課題

1【経営方針、経営環境及び対処すべき課題等】

文中における将来に関する事項は、当連結会計年度末(2022年3月31日)現在において当社グループが判断したものであります。

(1) 経営方針

 当社は、パウダー&サーフェス分野で世界最高技術を提供し、私たちが理想とする「エクセレントカンパニー」を目指します。

企業理念としては以下を掲げ、創業以来一貫して製品の高品質化と安定供給に努めております。

 

1.企業使命

・高度産業社会の期待に新技術で応え、地球に優しく、人々が快適に暮らせる未来の創造に貢献します。

2.経営姿勢

・お客様の視点に立って独自のソリューションを提案します。

・一人ひとりが「働きがい」と「働きやすさ」を実感できる会社を目指します。

・経営環境の変化に対応するため、何事にも積極果敢にチャレンジし、変革し続けます。

・技術と経営の質を高め、法令を遵守し、ステークホルダーの信頼に応えます。

3.行動規範

・お客様の満足を常に考え行動します。

・問題の本質を追求し、迅速かつ確実に解決します。

・夢の実現に向け、熱意、誠意、創意を持ってチャレンジします。

・一人ひとりのアイデアを尊重し、それをカタチにします。

・良き市民・良き国際人として高い倫理観をもって行動します。

 

ますます多様化するお客様のニーズや技術水準の高度化に対して、当社は迅速かつ的確に対応し「お客様目線の実践」に取組むことにより、企業価値を高めてまいります。

 

(2) 経営戦略

 当社は、パウダー&サーフェス分野で、お客様のニーズにより早くより正しく対応するために、周辺技術を取り込んだ先進技術と最高の品質を継続的に提供し、お客様から真っ先に依頼がくる信頼関係をつくり上げ、ニッチ市場におけるトップシェアを獲得します。

 

(3) 経営環境

 当社が主たる事業領域としている半導体市場は、これまでシリコンサイクルと呼ばれる構造的な景気循環が見られましたが、昨今の技術革新に伴い新製品や新たなサービスが広がっていることからも、半導体の需要は所謂スーパーサイクルに転じ、需要の拡大が継続すると見込まれています。当社のお客様であるシリコンウェハーメーカー及び半導体デバイスメーカーの多くは、旺盛な半導体需要に応えるべく積極的に大規模な設備投資計画を公表・実施しております。また、半導体の技術革新の進展に伴い、当社に対する次世代製品開発や品質保証に関するお客様からの要求水準も高まっております。一方で、近年、激甚化・頻発化する自然災害や情報セキュリティインシデント(情報セキュリティにおける事件や事故)についても、経営環境の変化の中で看過できないものであると認識しております。

 

(4) 企業価値向上のための課題

 半導体市場において将来的に更なる需要増加が見込まれることを鑑み、当社は供給責任を果たすべく、国内外で段階的に設備投資を進めるべく体制を整備していくこと、次世代製品開発や品質保証に関するお客様の高まる要求水準を満たすべく研究開発や品質保証のレベルアップを図ること、また、緊急事態に備える事業継続力を強化することが、当社の企業価値向上のための課題であると認識しております。特に、事業継続力の強化については、2022年2月に受けたサイバー攻撃を教訓として事業継続計画を拡充し、より強靭な供給体制を整えるべく、全社一丸となって取り組んでまいります。

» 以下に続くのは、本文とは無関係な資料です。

Issue #10890, opened 2026-06-05
OrCost


Hanmac:
[Titania, Rugged Rumbler](https://scryfall.com/card/msh/235/titania-rugged-rumbler) has complex Ward cost that is A or B.

> Ward—Discard a card or pay {2}. (Whenever this creature becomes the target of a spell or ability an opponent controls, counter it unless that player discards a card or pays {2}.)

An **easy** way would be to make Ward support two different costs via generic Choice,
but `Ward:CostA:CostB` is already used as `Ward:Cost:Desc`, so that might not work.
See "[Minthara, Merciless Soul](https://scryfall.com/card/clb/286/minthara-merciless-soul)"
>`K:Ward:X:where X is the number of experience counters you have`

A **better** handle this would be that we need a Cost like `Or<Discard<>/2>` 
That would help us with other places too.

Hanmac:
@tool4ever we might need to rework Minthara, because her rules text has changed:

>Minthara has ward {X}, where X is the number of experience counters you have.

So it's not a Keyword anymore, but a Static Ability giving a Keyword?

If done, then we can change Ward it to allow `Ward:CostA:CostB`

Hanmac:
OrCost has a bigger problem with #309 that the complex Cost needs to be resolved before SetCost from Trinisphere applies in case part of it is ManaCost

PR #10917, opened 2026-06-07
MSH: extend Ward costs

Hanmac:
related to #10890

### DIFF
--- a/forge-game/src/main/java/forge/game/card/CardFactoryUtil.java
+++ b/forge-game/src/main/java/forge/game/card/CardFactoryUtil.java
@@ -1954,41 +1954,35 @@ public class CardFactoryUtil {
                 t.setOverridingAbility(sa);
                 inst.addTrigger(t);
             }
-        } else if (keyword.startsWith("Ward") && inst instanceof KeywordWithCost withCost) {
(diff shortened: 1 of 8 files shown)


forge-game/src/main/java/forge/game/card/CardFactoryUtil.java
```diff
@@ -1954,19 +1954,45 @@ public static void addTriggerAbility(final KeywordInterface inst, final Card car
...
+            } else {
+                boolean skipFirst = false;
+                List<AbilitySub> subs = Lists.newArrayList();
+                for (String costStr : keyword.split(":")) {
+                    if (!skipFirst) {
+                        skipFirst = true;
+                        continue;
+                    }
+
+                    final Cost cost = new Cost(costStr, false);
```
tool4ever: Just cast it to `Ward` and get the costs from there?

Hanmac: i need the unparsed CostString for the UnlessCost, so i used a `Map<String, Cost>` instead

tool4ever (approved):
guess we're stuck with GenericChoice for now

Hanmac:
> guess we're stuck with GenericChoice for now

for now, OrCost would be a bigger can of worms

 一方で、中長期的な企業価値向上の観点からは、半導体市場に過度に依存しない売上の安定化と更なる拡大を目指し、事業領域を拡大する必要があると認識しております。このため、中長期視点での研究開発と新規事業の探索・育成による事業領域の拡大に努めるとともに、非半導体領域及び非研磨分野での用途拡大を進めていくことも当社の企業価値向上のための課題であると認識しております。

 

 

(5) 課題に対する取組み

① 当社の企業価値の源泉について

当社の創業以来蓄積されたノウハウと研究開発力から生まれた当社製品の数々は、シリコンウェハーに代表される半導体基板の鏡面研磨、半導体チップの多層配線に必要なCMP(化学的機械的平坦化)、ハードディスクの研磨等、高精度な表面加工が求められる先端産業に欠かせぬものとなっております。なかでも、主力事業分野である半導体基板向け超精密研磨材では世界ナンバーワンのマーケットシェアを維持しており、超精密研磨のリーディングカンパニーとして、市場優位性を維持しております。

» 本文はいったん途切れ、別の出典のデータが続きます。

PR #10925, opened 2026-06-08
Updated 'Copy Collection to Clipboard' menu item in the inventory view

mrstarbuck007:
Outputs the entire card collection, minus any cards in Auto-Sell, to the clipboard in Moxfield CSV format for easy importing.


forge-gui-mobile/src/forge/adventure/scene/AdventureDeckEditor.java
```diff
@@ -511,7 +511,11 @@ public void buildDeckMenu(FPopupMenu menu) {
             super.buildDeckMenu(menu);
             if (!(parentScreen instanceof AdventureDeckEditor adventureEditor) || adventureEditor.getAutoSellPage() == null)
                 return;
-            menu.addItem(new FMenuItem(Forge.getLocalizer().getMessage("btnCopyCollectionToClipboard"), Forge.hdbuttons ? FSkinImage.HDEXPORT : FSkinImage.BLANK, e1 -> FDeckViewer.copyCollectionToClipboard(AdventurePlayer.current().getCards())));
+
+            ItemPool<PaperCard> autoSellCards = AdventurePlayer.current().getAutoSellCards();
+            CardPool playedCards = AdventurePlayer.current().getCards().getFilteredPool(card -> !autoSellCards.contains(card));
+            menu.addItem(new FMenuItem(Forge.getLocalizer().getMessage("btnCopyCollectionToClipboard"), Forge.hdbuttons ? FSkinImage.HDEXPORT : FSkinImage.BLANK, e1 -> FDeckViewer.copyCollectionToClipboard(playedCards)));
+
```
Jetz72: Should build `playedCards` when clicking the button rather than when opening the menul

forge-gui-mobile/src/forge/deck/FDeckViewer.java
```diff
@@ -51,14 +55,44 @@ public static void copyDeckToClipboard(Deck deck) {
...
+            String cardName = card.getCardName();
+            String cardEdition = card.getEdition();
+            String accountedKey = cardName + '\t' + cardEdition;
+            if (!accountedMap.containsKey(accountedKey) && !card.isVeryBasicLand()) {
+                String regexCardName = regexQuote.matcher(cardName).replaceAll("\"\"");
+                regexCardName = regexA.matcher(regexCardName).replaceAll("a");
+                regexCardName = regexE.matcher(regexCardName).replaceAll("e");
+                regexCardName = regexI.matcher(regexCardName).replaceAll("i");
+                regexCardName = regexO.matcher(regexCardName).replaceAll("o");
+                regexCardName = regexU.matcher(regexCardName).replaceAll("u");
```
Jetz72: We do have `StringUtils::stripAccents`, but why wouldn't we want to export the oracle name?

Jetz72 (commented):
Seems like it'd be easier and more accurate to output the edition code and collector number rather than going through and grouping them by set.

forge-gui-mobile/src/forge/deck/FDeckViewer.java
mrstarbuck007: The Moxfield csv import can't handle accented characters so we need to replace them with the ASCII equivalents.

tool4ever:
How about we don't try optimizing generic features for site-specific quirks? that seems like a neverending mess

mrstarbuck007:
Because otherwise the feature is not very useful?

forge-gui-mobile/src/forge/deck/FDeckViewer.java
Jetz72: Strikes me as something that'd ideally be fixed on their end, rather than making our end less correct and less consistent in order to have compatibility with an arbitrary platform. Have you tried reaching out to them?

当社は、超精密研磨分野において長年にわたってお客様の要求に応え続けるとともに、開発・製造技術の向上・蓄積に努めてまいりました。その過程において、お客様との信頼関係を築き上げ、柱となる3つのコア技術「ろ過・分級・精製技術」「パウダー技術」「ケミカル技術」を確立しました。「ろ過・分級・精製技術」は、砥粒の粒度分布を制御し、研磨対象物の品質に悪影響を及ぼす粗大粒子や不純物を除去する技術、「パウダー技術」は、粒子の形状を制御し、異なる粒子を均一に混ぜ合わせ造粒する技術、「ケミカル技術」は、研磨材の性能向上に寄与する分散・溶解・表面保護作用を発現させる添加剤を適切に選定する技術です。

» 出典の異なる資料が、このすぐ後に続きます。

PR #10930, opened 2026-06-09
Fix macro replay after auto-yield input flow changes

Madwand99:
This PR updates macro replay to work with the newer input flow introduced around auto-yield changes in #10606.

After those changes, the macro system could no longer assume that recorded actions would be replayed against the same simple prompt sequence as before. In practice, replay could stall or drift when prompts appeared between recorded actions, especially around:

- pass priority across phase/stack changes
- simultaneous triggered ability ordering
- target/list selection prompts
- optional confirm/decline prompts
- mana payment prompts and recorded mana-source selections

Without adapting to those input-flow changes, recorded macros can fail even when the original sequence is still legal and repeatable.

The main change is that replay now treats recorded actions as choices that may need to wait for, skip past, or satisfy the current GUI input prompt. `RecordActionsMacroSystem` keeps the macro sequencing/retry logic, while `MacroActionReplayer` handles GUI-specific replay of individual recorded actions against the current `Input` type.

This work was split off from the Macro Window UI work (#10746) so the replay compatibility fixes can be reviewed on their own.


forge-game/src/main/java/forge/game/player/actions/PassPriorityAction.java
```diff
@@ -20,8 +20,52 @@ public boolean wasStackEmpty() {
...
+    }
+
+    @Override
+    public boolean clearsPostStackOrderWait() {
+        return true;
+    }
+
+    @Override
+    public PassPriorityAction asPassPriorityAction() {
+        return this;
```
tool4ever: bloat method, might aswell stick with instanceof

tool4ever:
I'm not convinced trying to solve this with somewhat convoluted heuristics is a good direction:
can't you simply suppress yield suggestions or anything else that messes replay up during it? I can't really think of a reasonable use case that's worth attempting to include auto-pass as part of a macro sequence...

forge-game/src/main/java/forge/game/player/actions/PassPriorityAction.java
Madwand99: Agreed, fixed!

Madwand99:
I've changed the PR to suppress auto-yield behavior during recording/replay. This just leaves the numerous miscellaneous improvements to replay handling.

tool4ever:
Still in my backlog but low priority
kind of still want to spend some time thinking about the general architecture

Madwand99:
> Still in my backlog but low priority kind of still want to spend some time thinking about the general architecture

For now, I've greatly simplified this branch to mostly just the "disable auto-yield" function. If this simplified version is accepted, I can work on the more complex improvement after that.

jamincollins:
## Findings

#### 1. Macro active check prevents auto-yield during macro replay in InputPassPriority.showMessage
The change adds `!getController().isMacroActive()` guard before checking yield controller state in InputPassPriority.showMessage(). This prevents auto-yield logic from suppressing priority prompts during macro recording/replay.

The logic is correct: during macro replay, we want to replay the exact sequence of user actions, not skip prompts based on auto-yield preferences. The guard ensures priority prompts are shown even if auto-yield would normally suppress them.

Test case:
```java
// Verify macro active prevents yield suppression
PlayerControllerHuman controller = new PlayerControllerHuman(game, player, lobbyPlayer);
controller.macros().setRecording(true);
InputPassPriority input = new InputPassPriority(controller);
yieldController.setBoolPref(FPref.YIELD_SUPPRESS_AFTER_END, true);
yieldController.setDidYieldJustEnd(true);

input.showMessage(); // Should show normal prompt, not suppressed due to yield
// Expected: showNormalPrompt() called, not early return from yield suppression
```

Impact: Correct. Prevents macro desync where replayed game skips prompts that were present during recording.

#### 2. Missing null safety for macros in isMacroActive()
The isMacroActive() method checks `macros != null` before calling methods, but the method is called from multiple places without ensuring macros is initialized. If macros is null, isMacroActive() returns false, which is safe.

Test case:
```java
PlayerControllerHuman controller = new PlayerControllerHuman(game, player, lobbyPlayer);
// macros not initialized
boolean active = controller.isMacroActive(); // Should return false, not NPE
assert !active;
```

Impact: Low risk. Null check exists, but method could be called before macros initialization in edge cases.

#### 3. isUiSetToSkipPhase returns false during macro replay
The change makes isUiSetToSkipPhase return false when macro is active. This prevents phase skipping during macro replay.

Potential edge case: If macros is null, isMacroActive() returns false, so isUiSetToSkipPhase proceeds normally. This is acceptable fallback behavior.

Test case:
```java
PlayerControllerHuman controller = new PlayerControllerHuman(game, player, lobbyPlayer);
controller.macros().setReplaying(true);
// During macro replay, phase skip UI settings should not apply
assert !controller.isUiSetToSkipPhase(playerView, PhaseType.COMBAT);
```

Impact: Correct behavior. Ensures macro replay follows exact phase sequence.

#### 4. confirmTrigger auto-yield decision bypass during macro
confirmTrigger now skips AutoYieldStore lookup when macro is active. This prevents recorded auto-yield decisions from interfering with macro replay.

Edge case: If macro is active but macros is null, isMacroActive() returns false, so auto-yield logic would still run. This could cause desync.

Test case:
```java
PlayerControllerHuman controller = new PlayerControllerHuman(game, player, lobbyPlayer);
// Simulate macros null scenario
controller.macros = null;
WrappedAbility wrapper = new WrappedAbility();
boolean result = controller.confirmTrigger(wrapper); // Should not throw NPE
```

Impact: Moderate. Null macros edge case could cause inconsistent behavior.

#### 5. recordConfirm now captures confirm dialog results
PlayerControllerHuman.confirmTrigger now calls recordConfirm for both Libgdx and standard paths, ensuring macro recording captures confirm dialog outcomes.

This is backwards compatible: previously confirm dialogs weren't recorded for macro replay, causing replay to use default decisions. Now decisions are recorded.

Test case:
```java
PlayerControllerHuman controller = new PlayerControllerHuman(game, player, lobbyPlayer);
controller.macros().setRecording(true);
WrappedAbility wrapper = mock(WrappedAbility.class);
when(wrapper.getCardView()).thenReturn(cardView);
// Trigger confirm dialog
boolean result = controller.confirmTrigger(wrapper);
// Verify ConfirmAction recorded
ConfirmAction action = controller.macros().getRememberedActions().getLast();
assert action.getCardView() == cardView;
assert action.getResult() == result;
```

Impact: Improves macro fidelity. Breaking change in behavior but intended.

#### 6. mayAutoPass disabled during macro
mayAutoPass() now returns false when macro is active, preventing auto-pass during macro replay.

This is correct for data integrity: macro replay must not auto-pass based on current game state, must replay recorded actions.

Test case:
```java
PlayerControllerHuman controller = new PlayerControllerHuman(game, player, lobbyPlayer);
controller.macros().setReplaying(true);
yieldController.setAutoYield(true);
assert !controller.mayAutoPass(); // Auto-pass disabled during replay
```

Impact: Correct. Maintains replay fidelity.

#### 7. Interaction between isMacroActive and yieldController.shouldAutoYield
The guard `!isMacroActive() && yieldController.shouldAutoYield()` in declareAttackers and checkStackForAutoYield prevents auto-yield from skipping inputs during macro.

Side effect: If macro recording starts mid-game, auto-yield may suddenly stop working, potentially causing unexpected prompts. However, this is desirable for recording fidelity.

Test case:
```java
PlayerControllerHuman controller = new PlayerControllerHuman(game, player, lobbyPlayer);
yieldController.setAutoYield(true);
// Start recording mid-game
controller.macros().setRecording(true);
// Auto-yield should be disabled for subsequent actions
assert !controller.mayAutoPass();
```

Impact: Acceptable. Recording fidelity takes precedence over convenience.

#### 8. setTriggerDecision early return during macro
setTriggerDecision returns early if macro is active, preventing auto-yield decisions from being applied during replay.

Side effect: Trigger decisions made during recording are not applied during replay, which is correct. However, if macro recording is started after some triggers have been auto-yielded, the recorded decisions may not match replay behavior.

Test case:
```java
PlayerControllerHuman controller = new PlayerControllerHuman(game, player, lobbyPlayer);
controller.macros().setReplaying(true);
controller.setTriggerDecision("key", AutoYieldStore.TriggerDecision.ACCEPT, false);
// Should not select button OK during replay
```

Impact: Correct. Prevents replay from modifying UI state based on auto-yield.

### Performance and security
#### 9. No performance impact
All changes are simple boolean checks. isMacroActive() is O(1). No performance concerns.

#### 10. Security: macros() method exposure
The macros() method returns IMacroSystem which could be manipulated. However, this is internal API and no security issue.

## Verdict
Request Changes

The PR correctly addresses macro replay desync issues caused by auto-yield input flow changes. The isMacroActive guards prevent auto-yield logic from interfering with macro recording/replay, and recordConfirm captures confirm dialog results for fidelity. However, null safety for macros initialization needs verification, and the interaction between macro state changes mid-game could cause unexpected behavior. The changes appear correct but need testing for edge cases where macros is null or macro state changes during gameplay.

## Recommended Fixes
1. Add defensive null check for macros in isMacroActive() - already present but verify initialization order
2. Ensure macros is initialized before any isMacroActive() checks are performed
3. Add unit tests for macro active state transitions mid-game
4. Document behavior change for confirm dialog recording

---

forge-gui/src/main/java/forge/player/PlayerControllerHuman.java
```diff
@@ -3892,6 +3904,9 @@ public void setDisableAutoTriggers(final boolean disable) {
     }
 
     public boolean isUiSetToSkipPhase(final PlayerView turnPlayer, final PhaseType phase) {
+        if (isMacroActive()) {
```
tool4ever: Can't we let the user still take advantage of the phase stops while recording and only when replaying we do it manually?

Madwand99: Agreed. Recording now honors the player’s phase stops. When a phase is skipped during recording, the macro records the implicit priority pass; during replay, phase-stop settings are ignored so the recorded passes control advancement. Stack auto-yields remain suppressed during recording to avoid unrecorded decisions. I tested replay with the Draw stop both enabled and disabled during recording.

tool4ever (approved):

 当社のコーポレートスローガン「技術を磨き、心をつなぐ」には、先端技術を通してより良い製品づくりに貢献し、人々の心をつなぎ、生活を豊かにするという意味が込められており、人を尊重し地球環境に配慮した製品づくりが当社の「ものづくり」の根底に流れております。当社はこうした「ものづくりの精神」と従業員一人ひとりが変化に果敢に挑戦するという企業風土により、企業競争力を高めてまいりました。

 当社の企業価値の源泉は、こうした製造現場と一体となった高い技術力・開発力、長い歴史のなかで培われたお客様との信頼関係、労使間の健全かつ一体感のある企業風土にあると考えております。今後の技術革新をリードし業績の拡大を目指していくためにも、お客様の信頼度の更なる向上、従業員の士気向上を図っていくことが重要と考えており、当社はこうした方針のもと、引き続き企業価値の向上にグループを挙げ取組んでまいります。

 

② 企業価値向上のための取組み(中長期経営計画)

2016年11月に策定し2022年3月をもって終了した中長期経営計画では、企業文化ビジョンである「強く、やさしく、面白い」会社に向かうべく、中長期企業ビジョンとして「私たちは一人ひとりの前向きなアイデアとチャレンジを応援します」を据え、活動を推進してまいりました。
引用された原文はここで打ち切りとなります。